What is needed here is every entry, retyped exactly.

[Start of Attachment]

PR #2961, opened 2024-09-30
Implemented a possibility to disable gops via helm

XelK:
Fixes 

### Description

Implemented the possibility to disable gops server when installing tetragon via helm

### Changelog

```release-note
Add an "enabled" switch to enable/disable the gops server via the Helm chart. It is now disabled by default.
```

### DIFF
--- a/install/kubernetes/tetragon/values.yaml
+++ b/install/kubernetes/tetragon/values.yaml
@@ -175,6 +175,8 @@ tetragon:
     # -- The address at which to expose gRPC. Examples: localhost:54321, unix:///var/run/cilum/tetragon/tetragon.sock
     address: "localhost:54321"
   gops:
+    # -- Whether to enable exposing gops server.
+    enabled: true
     # -- The address at which to expose gops.
     address: "localhost"
     # -- The port at which to expose gops.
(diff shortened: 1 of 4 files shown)


mtardy:
Thanks for the patch following the discussion we had on Slack :)! However, it looks like your commit is not signed-off, to improve tracking of who did what, the Tetragon project uses a "sign-off" procedure which you can learn more about in the [Cilium project documentation](https://docs.cilium.io/en/latest/contributing/development/contributing_guide/#developer-s-certificate-of-origin).

<p>

```shell
```

```shell
git commit -s
```

```shell
git commit --amend -s
```

```
-s, --signoff, --no-signoff

   option on the command line.
```

</p>
</details>

mtardy:
Hey, please take a look at the CI output to update your patch and please in the end squash your commits into only one :)! Thanks

install/kubernetes/tetragon/values.yaml
```diff
@@ -175,6 +175,8 @@ tetragon:
     # -- The address at which to expose gRPC. Examples: localhost:54321, unix:///var/run/cilum/tetragon/tetragon.sock
     address: "localhost:54321"
   gops:
+     # -- Whether to enable exposing gops server.
+    enabled: false
```
mtardy, line 179: It will be user-facing change however, I imagine that the previous situation was making this enabled by default. However I think disabling it by default might be correct indeed!

mtardy (approved):
Thanks a lot for the work, if you want we could maybe disable that by default, thus we would need small changes in the e2e test framework.

PR #2962, opened 2024-09-30
Update Helm CRDs whenever code CRDs are updated

PhilipSchmid:
```release-note
Update Helm CRDs whenever code CRDs are updated
```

[End of Attachment]

THE ANSWER:
PR #2961, opened 2024-09-30
Implemented a possibility to disable gops via helm

XelK:
Fixes 

### Description

Implemented the possibility to disable gops server when installing tetragon via helm

### Changelog

```release-note
Add an "enabled" switch to enable/disable the gops server via the Helm chart. It is now disabled by default.
```

### DIFF
--- a/install/kubernetes/tetragon/values.yaml
+++ b/install/kubernetes/tetragon/values.yaml
@@ -175,6 +175,8 @@ tetragon:
     # -- The address at which to expose gRPC. Examples: localhost:54321, unix:///var/run/cilum/tetragon/tetragon.sock
     address: "localhost:54321"
   gops:
+    # -- Whether to enable exposing gops server.
+    enabled: true
     # -- The address at which to expose gops.
     address: "localhost"
     # -- The port at which to expose gops.
(diff shortened: 1 of 4 files shown)


mtardy:
Thanks for the patch following the discussion we had on Slack :)! However, it looks like your commit is not signed-off, to improve tracking of who did what, the Tetragon project uses a "sign-off" procedure which you can learn more about in the [Cilium project documentation](https://docs.cilium.io/en/latest/contributing/development/contributing_guide/#developer-s-certificate-of-origin).

<p>

```shell
```

```shell
git commit -s
```

```shell
git commit --amend -s
```

```
-s, --signoff, --no-signoff

   option on the command line.
```

</p>
</details>

mtardy:
Hey, please take a look at the CI output to update your patch and please in the end squash your commits into only one :)! Thanks

install/kubernetes/tetragon/values.yaml
```diff
@@ -175,6 +175,8 @@ tetragon:
     # -- The address at which to expose gRPC. Examples: localhost:54321, unix:///var/run/cilum/tetragon/tetragon.sock
     address: "localhost:54321"
   gops:
+     # -- Whether to enable exposing gops server.
+    enabled: false
```
mtardy, line 179: It will be user-facing change however, I imagine that the previous situation was making this enabled by default. However I think disabling it by default might be correct indeed!

mtardy (approved):
Thanks a lot for the work, if you want we could maybe disable that by default, thus we would need small changes in the e2e test framework.

PR #2962, opened 2024-09-30
Update Helm CRDs whenever code CRDs are updated

PhilipSchmid:
```release-note
Update Helm CRDs whenever code CRDs are updated
```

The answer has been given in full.